Grasping at Coral or Finding Amelia Earhart
Impossible Mission Skips the Navigator, Murdered Coastwatchers & Sad Settlement
Every so often global media is ridiculously excited at a discovery, they say, that will lead to the remains of American flyer Amelia Earhart or significant bits of her Lockheed Electra 10E aircraft missing since 1937.
Her navigator Fred Noonan seldom gets a mention, but he’s never been found either. Any one who has ever been to Kiribati and any of its atolls, will have realised that thin aluminium panels and human remains, left exposed to the environment, would have vanished long ago.
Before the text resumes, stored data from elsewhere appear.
PR #1237, opened 2023-09-07
Changed default TokenAndPositionEmbedding initializer to 'uniform'

jackd:
`TokenAndPositionEmbedding` advertises itself as a combination of a `Embedding` and `PositionEmbedding`, but the inconsistency in initializer leads to a surprising degradation of performance, e.g. replacing the custom layer in [this example](https://github.com/keras-team/keras-nlp/blob/60af93f596863f51dee73228c04d1b27d00415d0/examples/machine_translation/model.py#L21C4-L21C4) with `TokenAndPositionEmbedding` makes results significantly worse (unless you manually specify the initializer). AFAIK there is no theoretical reason why glorot initialization should be here.

### DIFF
--- a/keras_nlp/layers/modeling/token_and_position_embedding.py
+++ b/keras_nlp/layers/modeling/token_and_position_embedding.py
@@ -62,7 +62,7 @@ class TokenAndPositionEmbedding(keras.layers.Layer):
         sequence_length,
         embedding_dim,
         tie_weights=True,
-        embeddings_initializer="glorot_uniform",
+        embeddings_initializer="uniform",
         mask_zero=False,
         **kwargs
     ):


jackd:
I have no idea what `Needs /gcbrun from a collaborator` means...

mattdangerw:
>  I have no idea what Needs /gcbrun from a collaborator means...

This is some manually triggered GPU testing we maintainers will run for some PRs. No need on this one.

mattdangerw:
Thanks! Yeah we should definitely be using the same initializer as `keras.layers.Embedding` anyway for consistency, so this change looks good to me.

Nice catch!

mattdangerw (approved):

mattdangerw:
Hmm, looks like this is causing some test failures where we asserted the default while testing configs, but I actually believe that will no longer be the case with https://github.com/keras-team/keras-nlp/pull/1238. I will just rebase this PR, I think everything should pass after that.

PR #1238, opened 2023-09-08
Add a test harness based on keras-core's `run_layer_test`

mattdangerw:
Eventually, I want to add some dtype changes similar to -> https://github.com/keras-team/keras-core/pull/805
But the nice for thing for that PR on keras-core was I could add dtype test to a common harness and test all layers.

So I think it's finally time to bite the bullet and add these for keras-nlp. This ports and simplifies [run_layer_test](https://github.com/keras-team/keras-core/blob/ac9be3319e8a907e4db4348421a6488e258517a2/keras_core/testing/test_case.py#L108) from keras-core and applies it to our modeling layers.

I am ditching the saved model tests for our individual layers, with the idea being that saved model tests are slow, and we get fairly robust serialization tests now through the harness. If this is good enough for keras-core layers, we can follow suit here. We still test saving end to end through our `models` tests.

### DIFF
--- a/keras_nlp/layers/modeling/cached_multi_head_attention.py
+++ b/keras_nlp/layers/modeling/cached_multi_head_attention.py
@@ -138,4 +138,7 @@ class CachedMultiHeadAttention(keras.layers.MultiHeadAttention):
             self._combine_equation, attention_scores, value
         )
         attention_output = self._output_dense(attention_output)
-        return attention_output, cache
+
+        if cache is not None:
+            return attention_output, cache
+        return attention_output
--- a/keras_nlp/layers/modeling/masked_lm_head_test.py
+++ b/keras_nlp/layers/modeling/masked_lm_head_test.py
@@ -12,9 +12,6 @@
 # See the License for the specific language governing permissions and
 # limitations under the License.
 
-import os
-
-from keras_nlp.backend import keras
 from keras_nlp.backend import ops
 from keras_nlp.layers.modeling.masked_lm_head import MaskedLMHead
 from keras_nlp.layers.modeling.reversible_embedding import ReversibleEmbedding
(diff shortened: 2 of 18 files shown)


keras_nlp/layers/modeling/cached_multi_head_attention.py
```diff
@@ -138,4 +138,7 @@ def call(
             self._combine_equation, attention_scores, value
         )
         attention_output = self._output_dense(attention_output)
-        return attention_output, cache
+
+        if cache is not None:
```
mattdangerw, line 142: This was an interesting breakage applying the harness. Chatted with Francois, who said we should never return `None` from a layer. It makes the calling code a little more annoying, but I think this is a good change given keras-core's assumptions about output.

keras_nlp/layers/modeling/masked_lm_head_test.py
```diff
@@ -12,80 +12,53 @@
...
 from keras_nlp.layers.modeling.reversible_embedding import ReversibleEmbedding
 from keras_nlp.tests.test_case import TestCase
 
 
 class MaskedLMHeadTest(TestCase):
-    def test_valid_call(self):
-        head = MaskedLMHead(
-            vocabulary_size=100,
-            activation="softmax",
+    def test_basics(self):
```
ianstenbit, line 22: Should we call these tests something better than `test_basics` perhaps?

I don't love that the tests bury so many assertions in them but maybe we can't avoid it. At the very least it could be nice to call them something like `test_layer_behaviors`

keras_nlp/layers/modeling/transformer_decoder.py
```diff
@@ -370,13 +370,17 @@ def call(
...
             x = self._self_attention_layer_norm(x)
-        x, self_attention_cache = self._self_attention_layer(
+        attention_output = self._self_attention_layer(
             query=x,
             value=x,
             attention_mask=self_attention_mask,
             cache=self_attention_cache,
             cache_update_index=self_attention_cache_update_index,
         )
+        if self_attention_cache is None:
```
ianstenbit, line 380: This seems like a potentially meaningful behavior change -- is it intended to be part of this PR?

keras_nlp/tests/test_case.py
```diff
@@ -61,3 +66,136 @@ def assertAllEqual(self, x1, x2, msg=None):
...
+
+                def call(self, x):
+                    if isinstance(x, dict):
+                        return self.layer(**x)
+                    else:
+                        return self.layer(x)
+
+            model = TestModel(layer)
+            model.compile(optimizer="sgd", loss="mse", jit_compile=True)
+            print(input_data)
```
ianstenbit, line 136: rm?

ianstenbit (commented):
Is it possible to make this multi-test in a way that reports the findings of each individual test separately?

keras_nlp/layers/modeling/masked_lm_head_test.py
mattdangerw: No strong feeling on the name. My main thinking was just to follow keras-core here.

https://github.com/keras-team/keras-core/blob/ac9be3319e8a907e4db4348421a6488e258517a2/keras_core/layers/core/embedding_test.py#L9-L34

Even if it's not perfect, the continuity seemed like a good thing. We could try to have some test suite with test names, but why get so fancy? I haven't minded the keras-core setup practically.

ianstenbit: Ack, fine with me. As long as it's not practically hurting test debug-ability in your experience then I am okay with it

ianstenbit (approved):

keras_nlp/layers/modeling/transformer_decoder.py
mattdangerw: Ah see comment above. Basically our cached attention misbehaves during a symbolic call. Adding this test suite just exposed that.

https://github.com/keras-team/keras-nlp/pull/1238/files/b0163bd25341dbc978faf1db5c62785100cf7bf1#diff-0fb2c02147a044e77aab14f23846e1d821fdf556038ba75cde583192704960a5

Apparently returning `None` from a layer is a no-no, which makes optional return types a little more annoying. I could also disable the test for cached attention and fix separately, but that would blow up the number of PRs I need review for.

PR #1242, opened 2023-09-13
Add a mixed precision test and fix mixed precision errors for layers

mattdangerw:


mattdangerw:
Ah I think this needs a keras-core release to pass. Will sync with Francois.

keras_nlp/layers/modeling/transformer_decoder.py
```diff
@@ -218,25 +225,30 @@ def build(
...
+            name="feedforward_output_dense",
         )
         intermediate_shape = list(decoder_sequence_shape)
         intermediate_shape[-1] = self.intermediate_dim
         self._feedforward_output_dense.build(tuple(intermediate_shape))
         self._feedforward_layer_norm = keras.layers.LayerNormalization(
             epsilon=self.layer_norm_epsilon,
-            name="output_layer_norm",
+            dtype=self.dtype_policy,
+            name="feedforward_layer_norm",
```
ianstenbit, line 245: Just a random thought while I saw these 

With the new distribution API, we're going to need to be careful about changing layer names moving forward!

keras_nlp/samplers/sampler.py
```diff
@@ -164,6 +164,17 @@ def body(prompt, cache, index):
         )
         return prompt
 
+    def compute_probabilities(self, logits):
+        """Compute token probabilities from logits.
+
+        This will always be done in full precision, regardless of dtype, and
+        scale by `temperature`.
+        """
+        dtype = logits.dtype
```
ianstenbit, line 173: Maybe `logits_dtype`? (For consistency of style with `inputs_dtype` a few files up)

keras_nlp/tests/test_case.py
```diff
@@ -168,6 +173,27 @@ def call(self, x):
...
+
+        if run_mixed_precision_check:
+            layer = layer_cls(**{**init_kwargs, "dtype": "mixed_float16"})
+            if isinstance(input_data, dict):
+                output_data = layer(**input_data)
+            else:
+                output_data = layer(input_data)
+            for tensor in tree.flatten(output_data):
+                dtype = standardize_dtype(tensor.dtype)
+                if "float" in dtype:
```
ianstenbit, line 190: Seems like `assertDType` should be good here no?

ianstenbit (approved):

keras_nlp/layers/modeling/transformer_decoder.py
mattdangerw: Yep! Trying to get us in a nice consistent state before we do.

jbischof:
Is mixed precision working in Keras Core now?

mattdangerw:
> Is mixed precision working in Keras Core now?

Yes, or at least it should be largely with the latest release. Landed the loss scaling optimizer, which was the main piece we were missing, as well as a few other fixes.

mattdangerw:
Merging, last breakage unrelated #1251

PR #1245, opened 2023-09-18
Removed the undefined self.sequence_length

sahusiddharth:
There is a **compute_output_shape** method in the Tokenizer class that uses self.sequence_length, which is not defined in the Tokenizer class itself. removed it

### DIFF
--- a/keras_nlp/tokenizers/tokenizer.py
+++ b/keras_nlp/tokenizers/tokenizer.py
@@ -123,6 +123,3 @@ class Tokenizer(PreprocessingLayer):
 
     def call(self, inputs, *args, training=None, **kwargs):
         return self.tokenize(inputs, *args, **kwargs)
-
-    def compute_output_shape(self, inputs_shape):
-        return tuple(inputs_shape)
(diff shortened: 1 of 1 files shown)


keras_nlp/tokenizers/tokenizer.py
```diff
@@ -125,4 +125,4 @@ def call(self, inputs, *args, training=None, **kwargs):
         return self.tokenize(inputs, *args, **kwargs)
 
     def compute_output_shape(self, inputs_shape):
```
mattdangerw, line 127: Actually I think we should just remove the whole function here. It is not the case that our input shape == our output shapes. We are just removing the extra bit of functionality to compute the output shape without running `call`, which is something we probably do not need for tokenizers.

mattdangerw (changes requested):

keras_nlp/tokenizers/tokenizer.py
sahusiddharth: I have removed the compute_output_shape method

mattdangerw (approved):
Thanks!

PR #1246, opened 2023-09-18
Depend on latest keras-core

mattdangerw:


jbischof (approved):

ianstenbit (approved):
Thanks, and also for doing the same on CV!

What’s sad about the Earhart yarn is what is left out. In the case of the latest “find”, it would never have featured were it not for the 1942 murders of 17 New Zealand coastwatchers on Tarawa. And the Earhart story could have had a different outcome had it not been for the death of a Gerald B. Gallagher, quietly trying to build a new piece of the British Empire in the Phoenix Islands, part of what was the Gilbert Island, now Kiribati. The Phoenix main atoll, Canton or Kanton as it is now, reputedly has strategic significance that the Chinese are keen on. It has the same bleak harshness that would have hit Earhart and Noonan had they survived a crash on land.
The latest episode of Find Amelia came out of Purdue University in Indiana. They told US media they are mounting an expedition to Nikumaroro, 1069 kilometres north of Samoa and 1500 km east of Tarawa.